*** Extracted records Section Begins ***

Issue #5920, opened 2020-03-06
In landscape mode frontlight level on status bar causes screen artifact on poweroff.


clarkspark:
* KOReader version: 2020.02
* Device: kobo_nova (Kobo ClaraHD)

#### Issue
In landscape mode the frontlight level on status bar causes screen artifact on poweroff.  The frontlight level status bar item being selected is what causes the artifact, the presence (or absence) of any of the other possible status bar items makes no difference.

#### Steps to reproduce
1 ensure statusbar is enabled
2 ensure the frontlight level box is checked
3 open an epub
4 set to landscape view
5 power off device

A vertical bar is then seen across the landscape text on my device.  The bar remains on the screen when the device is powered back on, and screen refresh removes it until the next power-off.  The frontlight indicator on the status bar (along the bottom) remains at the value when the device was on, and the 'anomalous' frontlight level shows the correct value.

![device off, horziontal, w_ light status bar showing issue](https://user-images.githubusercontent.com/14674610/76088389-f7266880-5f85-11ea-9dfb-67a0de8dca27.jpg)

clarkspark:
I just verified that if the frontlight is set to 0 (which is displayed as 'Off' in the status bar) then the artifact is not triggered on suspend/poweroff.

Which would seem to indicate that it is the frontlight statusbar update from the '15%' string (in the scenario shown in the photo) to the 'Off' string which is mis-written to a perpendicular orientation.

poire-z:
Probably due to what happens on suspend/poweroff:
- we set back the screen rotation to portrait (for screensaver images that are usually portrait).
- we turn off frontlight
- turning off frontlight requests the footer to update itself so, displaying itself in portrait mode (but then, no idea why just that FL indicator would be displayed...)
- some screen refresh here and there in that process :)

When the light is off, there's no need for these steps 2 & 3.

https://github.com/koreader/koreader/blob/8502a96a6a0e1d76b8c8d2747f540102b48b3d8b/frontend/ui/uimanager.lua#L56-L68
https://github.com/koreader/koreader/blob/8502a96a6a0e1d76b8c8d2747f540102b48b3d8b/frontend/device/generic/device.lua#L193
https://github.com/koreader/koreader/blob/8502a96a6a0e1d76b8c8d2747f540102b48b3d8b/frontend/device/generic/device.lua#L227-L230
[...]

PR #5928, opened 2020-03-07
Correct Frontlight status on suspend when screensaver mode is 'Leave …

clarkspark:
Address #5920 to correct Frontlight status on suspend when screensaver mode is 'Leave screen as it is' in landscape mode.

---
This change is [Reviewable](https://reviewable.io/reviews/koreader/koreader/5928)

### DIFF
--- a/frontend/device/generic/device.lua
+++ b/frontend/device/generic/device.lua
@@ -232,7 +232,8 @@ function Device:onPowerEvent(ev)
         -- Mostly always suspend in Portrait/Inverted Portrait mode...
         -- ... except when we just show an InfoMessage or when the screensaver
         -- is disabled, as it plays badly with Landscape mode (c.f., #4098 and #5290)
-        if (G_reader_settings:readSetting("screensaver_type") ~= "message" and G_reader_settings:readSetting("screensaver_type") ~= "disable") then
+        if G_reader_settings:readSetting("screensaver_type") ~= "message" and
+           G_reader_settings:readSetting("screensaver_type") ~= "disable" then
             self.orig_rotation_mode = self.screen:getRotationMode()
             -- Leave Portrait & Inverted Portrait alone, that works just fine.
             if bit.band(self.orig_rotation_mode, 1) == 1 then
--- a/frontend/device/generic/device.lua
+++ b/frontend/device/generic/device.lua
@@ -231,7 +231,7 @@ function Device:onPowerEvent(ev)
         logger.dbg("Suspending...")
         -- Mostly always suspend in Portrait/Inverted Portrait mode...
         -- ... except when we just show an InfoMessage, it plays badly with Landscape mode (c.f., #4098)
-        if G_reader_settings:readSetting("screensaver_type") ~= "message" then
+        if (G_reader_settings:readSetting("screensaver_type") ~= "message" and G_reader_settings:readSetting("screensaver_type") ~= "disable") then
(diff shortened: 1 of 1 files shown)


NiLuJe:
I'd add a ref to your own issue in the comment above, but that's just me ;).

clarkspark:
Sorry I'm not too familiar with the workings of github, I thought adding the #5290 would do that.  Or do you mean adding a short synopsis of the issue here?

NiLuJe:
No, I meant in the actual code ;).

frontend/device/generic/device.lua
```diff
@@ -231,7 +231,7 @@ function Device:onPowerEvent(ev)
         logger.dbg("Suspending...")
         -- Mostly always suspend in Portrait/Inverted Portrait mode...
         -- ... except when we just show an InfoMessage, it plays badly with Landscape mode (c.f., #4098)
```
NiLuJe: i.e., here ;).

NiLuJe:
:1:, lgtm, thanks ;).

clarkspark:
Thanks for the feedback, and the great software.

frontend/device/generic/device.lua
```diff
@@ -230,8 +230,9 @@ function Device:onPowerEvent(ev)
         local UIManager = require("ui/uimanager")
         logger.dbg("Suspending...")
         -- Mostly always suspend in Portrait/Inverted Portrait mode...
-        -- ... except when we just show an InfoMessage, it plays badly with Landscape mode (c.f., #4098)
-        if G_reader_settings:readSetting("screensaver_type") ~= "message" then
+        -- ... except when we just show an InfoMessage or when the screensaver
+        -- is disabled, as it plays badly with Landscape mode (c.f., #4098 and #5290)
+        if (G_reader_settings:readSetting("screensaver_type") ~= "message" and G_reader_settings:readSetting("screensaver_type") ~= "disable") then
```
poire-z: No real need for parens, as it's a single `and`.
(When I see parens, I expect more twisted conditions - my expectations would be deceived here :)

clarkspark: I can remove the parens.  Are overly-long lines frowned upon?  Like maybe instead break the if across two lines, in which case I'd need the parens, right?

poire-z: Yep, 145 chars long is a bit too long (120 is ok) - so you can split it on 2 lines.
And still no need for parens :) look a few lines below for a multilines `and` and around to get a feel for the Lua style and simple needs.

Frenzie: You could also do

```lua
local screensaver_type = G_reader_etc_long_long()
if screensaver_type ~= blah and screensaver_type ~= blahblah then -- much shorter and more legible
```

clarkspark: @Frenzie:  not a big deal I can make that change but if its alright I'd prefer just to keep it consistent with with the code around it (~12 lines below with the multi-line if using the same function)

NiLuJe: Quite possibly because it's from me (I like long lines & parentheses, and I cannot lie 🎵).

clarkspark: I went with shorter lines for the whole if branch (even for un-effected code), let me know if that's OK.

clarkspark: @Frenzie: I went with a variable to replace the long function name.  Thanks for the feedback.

*** Extracted records Section Ends ***

> **Task details**:
Reproduce word for word the material above, starting with the line that has "And still no" and stopping after the line that has "the same function)".

> **Exercise result**:
And still no need for parens :) look a few lines below for a multilines `and` and around to get a feel for the Lua style and simple needs.

Frenzie: You could also do

```lua
local screensaver_type = G_reader_etc_long_long()
if screensaver_type ~= blah and screensaver_type ~= blahblah then -- much shorter and more legible
```

clarkspark: @Frenzie:  not a big deal I can make that change but if its alright I'd prefer just to keep it consistent with with the code around it (~12 lines below with the multi-line if using the same function)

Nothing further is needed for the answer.